» Supplied data:

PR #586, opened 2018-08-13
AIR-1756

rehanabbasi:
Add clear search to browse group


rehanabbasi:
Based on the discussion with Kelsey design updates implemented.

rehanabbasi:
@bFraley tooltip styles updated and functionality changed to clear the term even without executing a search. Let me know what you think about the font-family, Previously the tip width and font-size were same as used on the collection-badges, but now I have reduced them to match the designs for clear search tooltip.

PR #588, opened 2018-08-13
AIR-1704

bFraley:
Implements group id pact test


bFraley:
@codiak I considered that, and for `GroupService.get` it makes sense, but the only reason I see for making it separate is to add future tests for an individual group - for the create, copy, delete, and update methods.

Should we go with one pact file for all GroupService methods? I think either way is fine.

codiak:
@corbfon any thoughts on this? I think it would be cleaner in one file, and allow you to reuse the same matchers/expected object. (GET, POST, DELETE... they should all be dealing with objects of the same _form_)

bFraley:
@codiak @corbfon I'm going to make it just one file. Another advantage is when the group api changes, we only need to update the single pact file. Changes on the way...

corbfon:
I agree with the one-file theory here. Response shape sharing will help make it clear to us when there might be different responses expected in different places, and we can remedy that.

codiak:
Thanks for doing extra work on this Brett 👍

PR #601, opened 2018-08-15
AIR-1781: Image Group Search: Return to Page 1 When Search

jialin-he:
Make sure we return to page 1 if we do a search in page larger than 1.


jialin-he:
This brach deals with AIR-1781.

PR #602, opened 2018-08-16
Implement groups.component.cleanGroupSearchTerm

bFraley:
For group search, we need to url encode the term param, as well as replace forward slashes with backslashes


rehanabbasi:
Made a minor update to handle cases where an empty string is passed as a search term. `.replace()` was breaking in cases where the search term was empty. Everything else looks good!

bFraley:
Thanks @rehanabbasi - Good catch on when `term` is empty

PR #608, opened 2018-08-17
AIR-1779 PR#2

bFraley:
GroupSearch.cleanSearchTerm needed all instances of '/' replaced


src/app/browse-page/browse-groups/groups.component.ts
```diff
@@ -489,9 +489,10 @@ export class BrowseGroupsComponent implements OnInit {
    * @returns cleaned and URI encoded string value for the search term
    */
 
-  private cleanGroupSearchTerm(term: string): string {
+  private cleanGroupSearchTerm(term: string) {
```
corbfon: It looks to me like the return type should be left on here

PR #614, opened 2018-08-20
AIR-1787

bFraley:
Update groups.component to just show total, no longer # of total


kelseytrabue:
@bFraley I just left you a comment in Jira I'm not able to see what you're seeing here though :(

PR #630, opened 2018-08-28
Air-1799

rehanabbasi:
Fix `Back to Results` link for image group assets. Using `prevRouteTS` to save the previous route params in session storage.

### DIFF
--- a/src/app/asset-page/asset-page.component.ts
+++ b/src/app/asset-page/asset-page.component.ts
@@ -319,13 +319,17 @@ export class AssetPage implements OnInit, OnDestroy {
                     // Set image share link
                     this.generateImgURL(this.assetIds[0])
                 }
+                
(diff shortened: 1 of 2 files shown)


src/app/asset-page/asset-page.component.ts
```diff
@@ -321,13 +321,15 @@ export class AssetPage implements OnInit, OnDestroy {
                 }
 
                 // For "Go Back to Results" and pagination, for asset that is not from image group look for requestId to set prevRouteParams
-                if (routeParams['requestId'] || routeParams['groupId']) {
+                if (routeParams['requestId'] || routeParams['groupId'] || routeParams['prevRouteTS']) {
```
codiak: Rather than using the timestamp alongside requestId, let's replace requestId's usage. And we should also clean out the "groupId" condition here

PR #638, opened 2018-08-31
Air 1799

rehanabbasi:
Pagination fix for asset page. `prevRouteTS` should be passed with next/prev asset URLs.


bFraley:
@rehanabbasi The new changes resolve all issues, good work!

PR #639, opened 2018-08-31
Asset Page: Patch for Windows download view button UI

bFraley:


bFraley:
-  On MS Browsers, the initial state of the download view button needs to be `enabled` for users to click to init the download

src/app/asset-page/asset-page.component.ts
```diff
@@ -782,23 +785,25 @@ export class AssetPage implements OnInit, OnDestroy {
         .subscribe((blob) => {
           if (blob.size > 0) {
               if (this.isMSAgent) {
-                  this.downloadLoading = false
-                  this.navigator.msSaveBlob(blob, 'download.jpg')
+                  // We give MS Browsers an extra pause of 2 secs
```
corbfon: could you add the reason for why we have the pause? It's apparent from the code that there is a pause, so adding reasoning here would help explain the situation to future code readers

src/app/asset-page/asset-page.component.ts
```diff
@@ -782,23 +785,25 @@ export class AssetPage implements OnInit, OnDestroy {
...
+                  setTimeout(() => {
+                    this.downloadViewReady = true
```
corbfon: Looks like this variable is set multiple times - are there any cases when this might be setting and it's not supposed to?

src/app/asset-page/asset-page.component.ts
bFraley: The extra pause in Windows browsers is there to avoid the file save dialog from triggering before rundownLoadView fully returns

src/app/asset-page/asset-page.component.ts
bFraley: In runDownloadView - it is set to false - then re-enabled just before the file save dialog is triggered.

» What is being asked:
Set down all of the entries again, keeping every line exactly as it is.

» Answer below:
PR #586, opened 2018-08-13
AIR-1756

rehanabbasi:
Add clear search to browse group


rehanabbasi:
Based on the discussion with Kelsey design updates implemented.

rehanabbasi:
@bFraley tooltip styles updated and functionality changed to clear the term even without executing a search. Let me know what you think about the font-family, Previously the tip width and font-size were same as used on the collection-badges, but now I have reduced them to match the designs for clear search tooltip.

PR #588, opened 2018-08-13
AIR-1704

bFraley:
Implements group id pact test


bFraley:
@codiak I considered that, and for `GroupService.get` it makes sense, but the only reason I see for making it separate is to add future tests for an individual group - for the create, copy, delete, and update methods.

Should we go with one pact file for all GroupService methods? I think either way is fine.

codiak:
@corbfon any thoughts on this? I think it would be cleaner in one file, and allow you to reuse the same matchers/expected object. (GET, POST, DELETE... they should all be dealing with objects of the same _form_)

bFraley:
@codiak @corbfon I'm going to make it just one file. Another advantage is when the group api changes, we only need to update the single pact file. Changes on the way...

corbfon:
I agree with the one-file theory here. Response shape sharing will help make it clear to us when there might be different responses expected in different places, and we can remedy that.

codiak:
Thanks for doing extra work on this Brett 👍

PR #601, opened 2018-08-15
AIR-1781: Image Group Search: Return to Page 1 When Search

jialin-he:
Make sure we return to page 1 if we do a search in page larger than 1.


jialin-he:
This brach deals with AIR-1781.

PR #602, opened 2018-08-16
Implement groups.component.cleanGroupSearchTerm

bFraley:
For group search, we need to url encode the term param, as well as replace forward slashes with backslashes


rehanabbasi:
Made a minor update to handle cases where an empty string is passed as a search term. `.replace()` was breaking in cases where the search term was empty. Everything else looks good!

bFraley:
Thanks @rehanabbasi - Good catch on when `term` is empty

PR #608, opened 2018-08-17
AIR-1779 PR#2

bFraley:
GroupSearch.cleanSearchTerm needed all instances of '/' replaced


src/app/browse-page/browse-groups/groups.component.ts
```diff
@@ -489,9 +489,10 @@ export class BrowseGroupsComponent implements OnInit {
    * @returns cleaned and URI encoded string value for the search term
    */
 
-  private cleanGroupSearchTerm(term: string): string {
+  private cleanGroupSearchTerm(term: string) {
```
corbfon: It looks to me like the return type should be left on here

PR #614, opened 2018-08-20
AIR-1787

bFraley:
Update groups.component to just show total, no longer # of total


kelseytrabue:
@bFraley I just left you a comment in Jira I'm not able to see what you're seeing here though :(

PR #630, opened 2018-08-28
Air-1799

rehanabbasi:
Fix `Back to Results` link for image group assets. Using `prevRouteTS` to save the previous route params in session storage.

### DIFF
--- a/src/app/asset-page/asset-page.component.ts
+++ b/src/app/asset-page/asset-page.component.ts
@@ -319,13 +319,17 @@ export class AssetPage implements OnInit, OnDestroy {
                     // Set image share link
                     this.generateImgURL(this.assetIds[0])
                 }
+                
(diff shortened: 1 of 2 files shown)


src/app/asset-page/asset-page.component.ts
```diff
@@ -321,13 +321,15 @@ export class AssetPage implements OnInit, OnDestroy {
                 }
 
                 // For "Go Back to Results" and pagination, for asset that is not from image group look for requestId to set prevRouteParams
-                if (routeParams['requestId'] || routeParams['groupId']) {
+                if (routeParams['requestId'] || routeParams['groupId'] || routeParams['prevRouteTS']) {
```
codiak: Rather than using the timestamp alongside requestId, let's replace requestId's usage. And we should also clean out the "groupId" condition here

PR #638, opened 2018-08-31
Air 1799

rehanabbasi:
Pagination fix for asset page. `prevRouteTS` should be passed with next/prev asset URLs.


bFraley:
@rehanabbasi The new changes resolve all issues, good work!

PR #639, opened 2018-08-31
Asset Page: Patch for Windows download view button UI

bFraley:


bFraley:
-  On MS Browsers, the initial state of the download view button needs to be `enabled` for users to click to init the download

src/app/asset-page/asset-page.component.ts
```diff
@@ -782,23 +785,25 @@ export class AssetPage implements OnInit, OnDestroy {
         .subscribe((blob) => {
           if (blob.size > 0) {
               if (this.isMSAgent) {
-                  this.downloadLoading = false
-                  this.navigator.msSaveBlob(blob, 'download.jpg')
+                  // We give MS Browsers an extra pause of 2 secs
```
corbfon: could you add the reason for why we have the pause? It's apparent from the code that there is a pause, so adding reasoning here would help explain the situation to future code readers

src/app/asset-page/asset-page.component.ts
```diff
@@ -782,23 +785,25 @@ export class AssetPage implements OnInit, OnDestroy {
...
+                  setTimeout(() => {
+                    this.downloadViewReady = true
```
corbfon: Looks like this variable is set multiple times - are there any cases when this might be setting and it's not supposed to?

src/app/asset-page/asset-page.component.ts
bFraley: The extra pause in Windows browsers is there to avoid the file save dialog from triggering before rundownLoadView fully returns

src/app/asset-page/asset-page.component.ts
bFraley: In runDownloadView - it is set to false - then re-enabled just before the file save dialog is triggered.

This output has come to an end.